— TASK STATEMENT —
Exactness is required throughout. Return every record once more.

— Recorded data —
PR #458, opened 2018-07-03
[MSYS-850] enable expeditor

dheerajd-msys:


VERSION
```diff
@@ -0,0 +1 @@
+1.9.1
```
btm: This should be the next version, 1.9.2

https://github.com/chef/knife-ec2/pull/525#issuecomment-392798723

btm:
I added the Expeditor related Github labels, verified the repository permissions are set up for Expeditor, and verified it can release the Rubygem, so we just need a couple little changes here and we can merge this.

PR #460, opened 2018-10-15
Fix to add client.d support.

vijaymmali1990:
Signed-off-by: vijaymmali1990 <vijay.mali@msystechnologies.com>
There was issue with creating sub directories and files in client.d dir in [Existing PR](https://github.com/chef/knife-windows/pull/443) . This solution will fix the issue.


btm:
Combined this into #461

— OUTPUT OF THE TASK —
PR #458, opened 2018-07-03
[MSYS-850] enable expeditor

dheerajd-msys:


VERSION
```diff
@@ -0,0 +1 @@
+1.9.1
```
btm: This should be the next version, 1.9.2

https://github.com/chef/knife-ec2/pull/525#issuecomment-392798723

btm:
I added the Expeditor related Github labels, verified the repository permissions are set up for Expeditor, and verified it can release the Rubygem, so we just need a couple little changes here and we can merge this.

PR #460, opened 2018-10-15
Fix to add client.d support.

vijaymmali1990:
Signed-off-by: vijaymmali1990 <vijay.mali@msystechnologies.com>
There was issue with creating sub directories and files in client.d dir in [Existing PR](https://github.com/chef/knife-windows/pull/443) . This solution will fix the issue.


btm:
Combined this into #461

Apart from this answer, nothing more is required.